As palavras de Jesus
Eu nunca mais acabaria se tivesse de vos indicar todas as figuras pelas quais a Sagrada Escritura confirma esta verdade; contentemo-nos em ouvir o oráculo vivo da Sabedoria Incarnada. O que respondeu Nosso Senhor àquele homem curioso do Evangelho que Lhe perguntou: “Senhor, só uns poucos se salvarão?” Acaso se calou? Ou respondeu hesitantemente? Acaso ocultou Ele o Seu pensamento por medo de assustar a multidão? Não. Questionado só por um, Ele dirigiu-se a todos os presentes. E disse-lhes: “Perguntais-Me se só alguns serão salvos?” Aqui está a minha resposta: “Em verdade, em verdade vos digo: Esforçai-vos por entrar pela porta estreita; porque muitos procurarão entrar e não serão capazes.” Quem está aqui a falar?
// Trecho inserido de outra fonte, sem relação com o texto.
PR #308, opened 2021-04-07
tweaks to corner plots

### LINKED ISSUE #184: axis label auto-scaling issues

Rodrigo-Tenorio:
I attempted to improve titles by using `g` format, but it's tricky.

This PR will close #184

### DIFF
--- a/pyfstat/mcmc_based_searches.py
+++ b/pyfstat/mcmc_based_searches.py
@@ -780,23 +780,24 @@ class MCMCSearch(BaseSearchClass):
 
         labels = []
         for key in self.theta_keys:
-            label = None
-            s = self.symbol_dictionary[key]
-            s.replace("_{glitch}", r"_\mathrm{glitch}")
-            u = self.unit_dictionary[key]
-            if key in self.transform_dictionary:
-                if "symbol" in self.transform_dictionary[key]:
-                    s = self.transform_dictionary[key]["symbol"]
-                if "label" in self.transform_dictionary[key]:
-                    label = self.transform_dictionary[key]["label"]
-                if "unit" in self.transform_dictionary[key]:
-                    u = self.transform_dictionary[key]["unit"]
+
+            if key in self.transform_dictionary.keys():
+                val = self.transform_dictionary[key]
+                s, label, u = [
+                    val.get(slu_key, None) for slu_key in ["symbol", "label", "unit"]
+                ]
+            else:
+                label = None
+
             if label is None:
-                if newline_units:
-                    label = "{} \n [{}]".format(s, u)
-                else:
-                    label = "{} [{}]".format(s, u)
+                s = self.symbol_dictionary[key].replace(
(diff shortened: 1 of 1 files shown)


dbkeitel:
- [ ] In the example, `tp` is a bit confusing because it uses exponential notation for the median and normal notation for the error bars. No, wait actually, the problem is in using exponential notation for _**GPS time variables**_ in general. We need a special logic for those.

- [ ] Also, for the quantities _with_ units, the `[s] = ...` notation is weird but intuitively clear, but for the `asini` without units the `[] = ...` makes no sense at all. While you're at it, could you move the units bracket to the first line right behind the variable name, ideally also suppressing it if empty?

Rodrigo-Tenorio:
Quite more work is needed to tweak around with the numerical values. 
Let's leave this as is, colors and labels are better.

dbkeitel (changes requested):
We're back to the error bars potentially being shown as "0.00" then, which is bad. But having a bit of a look at `corner.py` internals, I think there's really nothing we can do about it on our end. We should consider sending them a PR implementing either
1. allowing `title_fmt` to be a dictionary over parameters
2. a "smart" mode that first applies `title_fmt` to the error bars, then formats the median to match significant figures

Before merging this one though, could you just add parameterst to `plot_corner()` to change both the main and the truths color please? I like the new slateblue-orange scheme as a default, but being able to make it all-black for printing would be nice too.

dbkeitel:
Someone's been thinking about similar lines for the quantiles header already, but no results yet: https://github.com/dfm/corner.py/issues/108

dbkeitel:
Actuallt, we **can** do it on our end: pass `title_fmt=None` to `corner.corner` and then add the titles ourselves after, reusing the code from https://github.com/dfm/corner.py/blob/main/src/corner/core.py#L212 . The "smart" way is a bit tricky to get right, so I'd just go with a dict of "good standard" formats for our known set of parameters (i.e. ".2g" for most, something custom for Tgps, anything else...?). This will mean repeating quantile computations, but to quote the corner.py code comment: "This might redo unneeded computation but who cares."

Do you want to give it a try inside this PR @Rodrigo-Tenorio or should we merge first and do it separately?

Rodrigo-Tenorio:
Ok, I agree with this:
- [ ] Add density color and truths color as an argument at PyFstat's level

I'll do it now and we can merge this PR.

See #311 for discussion about the title.

Rodrigo-Tenorio:
Both arguments can be already accessed through `kwargs`. I'd prefer not to extend that plate of conditional spaghetti.

Color scheme is set to black-gray.

@dbkeitel PR is go.

dbkeitel (approved):
Ok, one kwarg to rule them all!

PR #310, opened 2021-04-08
Add return statement to get_semicoherent_twoF()

### LINKED ISSUE #309: `get_semicoherent_twoF` doesn't return anything
[SemiCoherentSearch's get_semicoherent_twoF](https://github.com/PyFstat/PyFstat/blob/a01668d56af784f7ce7d6f94c7d39864f4febafe/pyfstat/core.py#L1751) lacks a `return`.

This isn't problematic per se, as the result can be accessed through the `twoF`attribute, but should be fixed.

Rodrigo-Tenorio:
Closes #309

### DIFF
--- a/pyfstat/core.py
+++ b/pyfstat/core.py
@@ -1814,6 +1814,8 @@ class SemiCoherentSearch(ComputeFstat):
         if record_segments:
             self.twoF_per_segment = twoF_per_segment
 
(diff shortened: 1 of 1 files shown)


dbkeitel (approved):
Makes sense and will then be consistent with other detection statistic functions.

Issue #88, opened 2020-07-14
Improve installation/test of Docker images


Rodrigo-Tenorio:
In the same line as #85 , it would make sense to check/test the installed version of PyFstat inside Docker containers.

As of now, Docker images take PyFstat directly from repo; that means "tests.py" is available and one could install pytest there. However, this approach breaks the whole point of containers (nothing else than what you need) and ignores any  test done to a PyPi release.

Given that we accept the existence of two container "families" (latest containers and version-tagged containers), my suggestion would be to install PyFstat differently in each family:

1) Latest family: This family is more likely to be "broken" than the other one. One should *not* use them to run production jobs, since reproducibility may be compromised later in time. Hence, it's reasonable to install from source rather than PyPi and run pytest to check its proper functioning.

2) Version-tagged: This will be the actual, official, recommended way to run reproducible production jobs. It should install pyfstat from PyPi and check whether the python packages were properly installed.

This will probably imply re-formatting Dockerfile into a folder with several Dockerfiles. Nothing critical.

- [ ] Test *latest* contianers using pytest.
- [ ] Make version-tagged containers install from PyPi.
- [ ] Check version-tagged containers after installing packages.

dbkeitel:
:+1:  :+1:  :+1:  to all 3 suggestions

Rodrigo-Tenorio:
This can be also applied to the current [WIP] binder implementation: Keeping a container with the dependencies from `.binder/environment.yml`.

And, why not, another `dev` container to use in CI pipelines!

Rodrigo-Tenorio:
[...]

PR #312, opened 2021-04-09
Replace requirements for extras require

Rodrigo-Tenorio:
Following @RobertRosca 's suggestion in https://github.com/openjournals/joss-reviews/issues/3000#issuecomment-792999393
> Pretty subjective, but I think having all the extra requirements under extras_require would be nice, then you could have some for docs, style, test, etc... which makes development and contribution a bit easier, also makes the CI scripts cleaner since everything can be a pip install ".[style,test,...]" command instead of using separate requirements files

ditch `requirements-dev.txt` and `requirements.txt` in favor of `setup.py`'s `install_requires`and `extras_require`.

- [x] Include `extras_require` in `setup.py` and remove `requirements-dev.txt`.
- [x] Implement the usage of `extras_require` into the CI action.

É o Filho de Deus, Verdade Eterna, que em outra ocasião diz ainda mais claramente: “Muitos são os chamados, mas poucos são os escolhidos.” Ele não diz que todos são chamados e que, de entre todos os homens, poucos são os escolhidos, mas sim que muitos são chamados; o que significa, segundo explica S. Gregório, que de entre todos os homens, muitos são chamados para a Verdadeira Fé, mas que, de entre eles, poucos se salvam. Meus Irmãos, são estas as palavras de Nosso Senhor Jesus Cristo. Acaso são claras? São a Verdade. Dizei-me agora se vos é possível ter fé no vosso coração e não tremer.